Как нарочно: промелькнула такая мысль — и вдруг услышал он неизвестно откуда резкие удары, как толчки или как рвали бы большую ткань, — Гика никогда такого близко не слышал, не догадался бы, если бы толпа не стала раскидываться по сторонам, бежать и кричать, что — стреляют. И как давеча на Знаменской, Гика вместе со всеми побежал, не успевши нисколько испугаться. Только уже в беге, видя как испуганы другие, стал и он перенимать испуг или какое-то смутное состояние.

Побежать ему пришлось за укрытие Публичной библиотеки.
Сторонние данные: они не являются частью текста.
PR #1589, opened 2015-05-21
CSS font-variant-alternates

pkuczynski:
Part of adding all font-variant-* #1550


Fyrd:
Nice work, thanks! For future reference, support behind a flag should have a `d` (disabled by default). I'll go ahead and set that for Firefox 24-33.

PR #1592, opened 2015-05-21
Update notifications.json

AurelioDeRosa:
Web Notification API is now a CR: http://www.w3.org/TR/2015/CR-notifications-20150519/


Fyrd:
Thanks!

Здесь стрельба слышна была глуше, и, видимо, пули достать не могли, толпа стояла плотно.

Все хотели знать, что произошло, — но не идти же назад, а отсюда за спинами никому ничего не видно.

Однако постепенно стало по толпе передаваться, что стреляли от Гостиного Двора, остались на Невском убитые и раненые.

Серьёзно.

Толпа постепенно рассасывалась — в обход Александринского театра.
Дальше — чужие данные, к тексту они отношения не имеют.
PR #1595, opened 2015-05-23
Add form-attribute.json

jakezatecky:
Added a new feature for the `form` attribute that can be utilized on various form input and buttons:

``` html
<form id="a">
  ...
</form>
...
<input type="password" form="a">
...
<button type="submit" form="a">Submit</button>
```

I was surprised to see this was not already recorded, so I decided to create a PR. Of course, if this should be added in a different manner, I can make the appropriate changes.

Great website!

http://www.w3.org/TR/html-markup/button.submit.html#button.submit.attrs.form
http://www.w3.org/TR/html5/forms.html#attr-fae-form


Fyrd:
Looks good, thanks!

PR #1601, opened 2015-05-27
Fixed some truncated text.

phistuck:
Speculatively continued it. Alternatively, it can just be removed.


Fyrd:
Yeah, looking at the [original](https://github.com/Fyrd/caniuse/commit/68ded018ca2d0449f25bbdb8940acb30e286d7b2) that is indeed correct (not sure what happened)

Thanks!

PR #1605, opened 2015-05-28
Add note about Chrome using old version of spec

dstorey:
There is site compat issues due to Blink supporting old version of spec that devs are coding to. Calling out difference here.

Not sure about older phones like Blackberry, but suspect they use old version of spec too.


Fyrd:
Hm, okay. Thanks!

PR #1606, opened 2015-05-28
::placeholder and :placeholder-shown not the same selector

yisibl:
1. Add css-placeholder-shown.json
2. Fixed ::placeholder descriptions

See also: 
https://github.com/postcss/autoprefixer-core/commit/54dab9f3cd045c89d3e965f7d7d61f810ea513f7


Fyrd:
Hmm, I normally prefer not to include features that don't have any support at all, but I suppose I'll allow it in this case to make things clearer. Also good to know ::placeholder has been specified now, I know it didn't used to. Thanks!

yisibl:
:+1: I think as long as there is a browser to support, we can increase.

PR #1608, opened 2015-05-29
Scroll Snap Points enabled by default in Fx39+

mpopp75:
In Firefox 39+, CSS Scroll Snap Points are enabled by default.


Fyrd:
Cool, thanks!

Сошлось их тут близко две синих студенческих фуражки: стоял рядом и громко возмущался высокий студент. Он бранил военную власть, бранил самодержавие, потом сказал соседу:

— Коллега, эти негодяи вас напугали. Стреляют по толпе, какая низость, палачи! Уже ничего не стыдятся. Вам, может быть, далеко до дому? Где вы живёте?

Гика назвал.

— Далеко, — сказал тот: — Невского сейчас не перейти.

А между тем толпа быстро рассасывалась, опасаясь чего дальнейшего, как бы и сюда не завернули с выстрелами. Хотя они прекратились.

— Меня зовут Яков, а вас? Пойдёмте пока ко мне на квартиру, я живу тут близко. Там и переждём. Да хоть и ночевать оставайтесь.

— Ну, что вы, ночевать! Мне — надо домой, меня ждут.

Но тронут был этим приглашением, этой вседружественной теплотой студенческой корпорации: как бы ни худо попал — нигде ты не один, а тысячи у тебя друзей.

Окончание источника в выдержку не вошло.